> [WHAT YOU HAVE TO DO] Go through the records below and count every line containing "might". Reply with the count alone.

> [DATASET EXCERPTS]
_ _ _ _
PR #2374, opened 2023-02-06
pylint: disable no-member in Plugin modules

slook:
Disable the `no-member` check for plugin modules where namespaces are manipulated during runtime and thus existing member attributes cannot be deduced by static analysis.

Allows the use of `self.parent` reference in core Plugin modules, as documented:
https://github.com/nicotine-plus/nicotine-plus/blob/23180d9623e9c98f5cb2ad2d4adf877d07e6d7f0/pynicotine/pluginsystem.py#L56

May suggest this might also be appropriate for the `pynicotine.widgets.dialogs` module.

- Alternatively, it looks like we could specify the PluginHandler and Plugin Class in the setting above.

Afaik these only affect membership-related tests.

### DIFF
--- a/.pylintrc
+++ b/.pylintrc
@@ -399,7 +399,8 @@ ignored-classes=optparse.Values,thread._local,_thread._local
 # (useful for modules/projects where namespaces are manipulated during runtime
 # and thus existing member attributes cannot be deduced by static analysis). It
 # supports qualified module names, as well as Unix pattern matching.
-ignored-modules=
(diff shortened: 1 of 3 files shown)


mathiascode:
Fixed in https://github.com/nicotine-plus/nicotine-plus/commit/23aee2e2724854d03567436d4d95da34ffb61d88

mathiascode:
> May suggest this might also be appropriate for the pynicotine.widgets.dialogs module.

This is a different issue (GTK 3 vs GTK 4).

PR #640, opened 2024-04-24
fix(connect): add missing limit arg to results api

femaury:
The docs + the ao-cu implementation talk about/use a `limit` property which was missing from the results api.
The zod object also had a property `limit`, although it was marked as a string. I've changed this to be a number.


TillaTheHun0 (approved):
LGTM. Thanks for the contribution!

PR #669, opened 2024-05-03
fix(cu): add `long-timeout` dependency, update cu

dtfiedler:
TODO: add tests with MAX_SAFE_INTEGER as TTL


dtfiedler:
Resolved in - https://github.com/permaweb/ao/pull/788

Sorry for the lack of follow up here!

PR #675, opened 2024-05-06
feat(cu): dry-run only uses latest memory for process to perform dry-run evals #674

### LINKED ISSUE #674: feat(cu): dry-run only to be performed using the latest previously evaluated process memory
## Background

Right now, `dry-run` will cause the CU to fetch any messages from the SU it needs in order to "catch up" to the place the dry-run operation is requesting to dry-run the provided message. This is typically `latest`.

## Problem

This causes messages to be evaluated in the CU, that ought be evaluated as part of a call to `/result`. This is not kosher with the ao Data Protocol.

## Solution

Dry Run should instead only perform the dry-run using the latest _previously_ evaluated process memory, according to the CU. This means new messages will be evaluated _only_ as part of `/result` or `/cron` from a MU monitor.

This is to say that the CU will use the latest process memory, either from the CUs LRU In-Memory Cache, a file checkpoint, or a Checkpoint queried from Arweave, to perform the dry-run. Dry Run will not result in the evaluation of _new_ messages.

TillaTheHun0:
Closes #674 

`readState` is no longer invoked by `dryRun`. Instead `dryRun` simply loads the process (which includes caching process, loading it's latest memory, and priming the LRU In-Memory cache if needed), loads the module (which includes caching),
_ _ _ _
> [RESPONSE TO THE TASK] 2